E na resposta mais clichê e conformista do mundo encontra-se uma verdade.

Pessoas vem pessoas vão e só algumas, bem poucas, ficam.

Foi assim que respondi meu pai quando ele me perguntou com quem eu ainda tinha contato da turma da escola.

“Tenho todos no Facebook, pai, mas não faço questão de falar com quase ninguém.”

E ao ser questionada o por quê, não soube responder, a não ser com essa evasão. Porque, porque, porque não me fizeram falta, porque só pensam nos namorados(as), porque ficaram (ou já eram) arrogantes demais, porque a distancia os levou para longe demais, porque sim.

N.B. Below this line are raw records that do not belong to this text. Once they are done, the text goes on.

PR #914, opened 2022-09-29
Makefile: make default args actually changeable

joschrew:
While trying to build images with ocrd-core I noticed that default args are not working / can not be overridden. For example it was not possible to set the docker-tag when building a core-image. I think the question mark was just forgotten.

### DIFF
--- a/Makefile
+++ b/Makefile
@@ -46,16 +46,16 @@ help:
 # END-EVAL
 
 # Docker tag. Default: '$(DOCKER_TAG)'.
-DOCKER_TAG = ocrd/core
+DOCKER_TAG ?= ocrd/core
 
 # Docker base image. Default: '$(DOCKER_BASE_IMAGE)'.
-DOCKER_BASE_IMAGE = ubuntu:18.04
+DOCKER_BASE_IMAGE ?= ubuntu:18.04
 
 # Additional arguments to docker build. Default: '$(DOCKER_ARGS)'
-DOCKER_ARGS = 
+DOCKER_ARGS ?=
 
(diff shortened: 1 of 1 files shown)


bertsky (approved):
Note: This is not strictly necessary. 

Even without your change, you can override variable assignments by passing them to the `make` cmdline, e.g.

    make DOCKER_BASE_IMAGE=ubuntu:20.04 docker

Crucially, this is different from the variable assignments of the shell, which can be used in a makefile, but normally do not override.

With your change (called conditional assignment operator), even the shell variables take precedence, so you can _also_ do:

    DOCKER_BASE_IMAGE=ubuntu:20.04 make docker

See `info make "Setting Variables"`

joschrew:
Thanks, didn't know about `make DOCKER_BASE_IMAGE=ubuntu:20.04 docker` I thought `DOCKER_BASE_IMAGE=ubuntu:20.04 make docker` is the (only) way to do it.

kba:
Thanks @joschrew for reporting this. AFAICS the change in assignment operator seems unnecessary, so leave them be?

BTW, unless there is a strong reason, such as a particular shell or use in advanced scripts, I would always use the `make NAME=value` over the `NAME=value make` mechanism, the latter makes it hard to distinguish between `make` and shell variables and behaves differently depending on whether `export` is set. To avoid all of that, I normally use the simple `=` assignment and override where necessary with `make NAME=value`.

joschrew:
No problem for me to close this pr, because I just didn't know that it works and is intended the way it is currently.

Não é algo que me dói. Já doeu. Hoje eu me conformo.

Existem pessoas, que mesmo sem tempo pra te ver, fazem questão de te encontrar uma vez ao ano. Nem que seja só uma carona do seu trabalho até em casa. Aqueles minutos preciosos no trânsito, e se os faróis vermelhos cooperarem, viram mais do que suficiente para te fazer perceber o quanto você gosta daquele que se contentou apenas em ter você no banco do lado. Melhor do que aquelas que esperam o próximo casamento, ou uma festa de arromba, ou até mesmo, o nascimento do filho, para terem uma desculpa para se reunirem.

Que seja no trânsito, uma cervejinha no fim do dia, um cartão postal, uma corridinha no mercado, até mesmo um abraço no portão. A gente sabe quem valorizar antes mesmo do convite recusado.